For detection of TBA number which is expressed as milligrams of malondialdehyde equivalents per kilogram of sample. Ten grams of sample were blended with 48 mL of distilled water, to which 2 mL of 4% of ammonium chloride (to bring’s the pH to 1.5) were added in astomacher for 2 min and left at room temperature for 10 min. The mixture was quantitatively transferred into Kjeldahl flasks by washing with additional 50 mL distilled water, followed by an anti-foaming preparation and few glass beads. The Kjeldahl distillation apparatus were assembled and the flask was heated to 50°C. 50 mL distillate was collected in 10 min from the time of boiling commences. The distillate was mixed, and then 5mL was pipette into a glass- stoppard tube. 5mL of TBA reagent (0.2883g/100mL of 90% glacial acetic acid) were added. The tube was stoppered, shacked and immersed in boiling water bath for 35 min.A blank was similarly prepared using 5mL distilled water with 5ml TBA reagent and treated like the sample. After heating, the tube was cooled under tape water for 10 min.
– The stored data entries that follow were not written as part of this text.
PR #1841, opened 2018-01-15
Fix several coding errors in the doc2vec-lee examples

PeterHamilton:
This change fixes a couple different coding errors found in the code snippets included in the doc2vec-lee tutorial, including array index out-of-bounds selection and passing test document words to vector inferencing.

PR #1870, opened 2018-02-01
Fix `doc2vec-lee` notebook

numericlee:
Remove .words from lines 613 and 617


numericlee:
Without this change, code gives an error "list has no attribute .words"

menshikh-iv:
Nice catch @numericlee! I'll merge it after release.

menshikh-iv:
@numericlee congratz with first PR :+1:

piskvorky:
I don't get it -- wasn't `.words` specifically added in #1841?

This PR effectively reverse that one. They can't both be right.

menshikh-iv:
@piskvorky this fix for the mistake from #1841, `train_corpus` is `list of TaggedDocument` (in this case `.words` needed), but `test_corpus` is `list of list of str`, and here, we have no attribute `.words`.

PR #1875, opened 2018-02-02
Fix python 3 compatibility for `gensim.corpora.UciCorpus.save_corpus`

darindf:
Modified code to not throw an error with python 3


menshikh-iv:
Thank you @darindf

piskvorky:
Glad to see people are actually using these (somewhat arcane) corpus formats :D

PR #1876, opened 2018-02-03
Fix example block for `gensim.models.Word2Vec`

nzw0301:
Current docstring in `models.word2vec.py` seems to be a little bit strange for me, because the code block is nested and includes no python code.
So I remove `::` to avoid being nested code block, then I fix indents.

Before

After


menshikh-iv:
@nzw0301 thanks, congratz with the first contribution :1st_place_medal:

nzw0301:
@menshikh-iv  Thank you! I'm happy to contribute to gensim repo!

PR #1880, opened 2018-02-07
Add windows venv activate command to `CONTRIBUTING.md`

aneesh-joshi:
The current Contribution guide doesn't have a command for windows activation of a virtual env.

I encountered this problem and had to spend some time searching for it.
Here is a correction.

reference:  https://www.codementor.io/tips/2872397814/activating-a-virtualenv-on-windows


menshikh-iv:
Thank you @aneesh-joshi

A portion was transferred to a curette and the optical density (D) of the sample was read against the blank by means of spectrophotometer (Perkin Elmer, 2380, USA) at a wave length of 538nm.

TBA value (mg malondialdehyde /kg of sample) = D× 7.8

D: the read of sample against blank.

Physical examination:

Water holding capacity (WHC) and plasticity:

The water holding capacity (WHC) and plasticity were measured according to the method described by [57]. A weight of 0.3 g of ground meat was placed under ash less filter paper (Whatman, No. 41) between tow glass plates (20x20 cm) and pressed for 10 min., using 1 Kg weight. Two zones were measured using the planimeter, the water holding capacity was calculating by subtracting, the area of the internal zone from that of the outer zone. The internal zone represented the plasticity. Results were presented in cm2 per 0.3 g of raw sample.

Cooking loss:

The samples weighing 25-30 g (W1) were packed in plastic tubes. The tubes were then heated at 95°C, until the internal temperature of the samples reaches 75°C. The temperature was checked using thermocouples inserted in the center of the sample. The samples were considered cooked when the internal temperature reached 75°C after cooking, the meat was weighed again (W2) to determine the loss in weight during cooking as described by [33, 48].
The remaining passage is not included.